▶

PR #28, opened 2014-10-29
Update mpiexec-mesos.in

strat0sphere:
In the if statement [[ is used - [[ is a bash builtin command and is not available in sh. It will give an error ( [[: not found ) unless /bin/sh is a symbolic link to /bin/bash

### DIFF
--- a/mpi/mpiexec-mesos.in
+++ b/mpi/mpiexec-mesos.in
@@ -1,4 +1,4 @@
-#!/bin/sh
+#!/bin/bash
 #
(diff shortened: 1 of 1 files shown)


kaysoky:
This MPI code likely does not work anymore, as there is no maintainer for it.  I've opened https://issues.apache.org/jira/browse/MESOS-6084 to track the deprecation of the MPI framework.

jfarrell:
Closing as requested in https://s.apache.org/V8r3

◀

● TASK TO CARRY OUT: Show a copy of each line from the records above in which the string "opened" occurs.

● SOLVED EXERCISE:
PR #28, opened 2014-10-29
This MPI code likely does not work anymore, as there is no maintainer for it.  I've opened https://issues.apache.org/jira/browse/MESOS-6084 to track the deprecation of the MPI framework.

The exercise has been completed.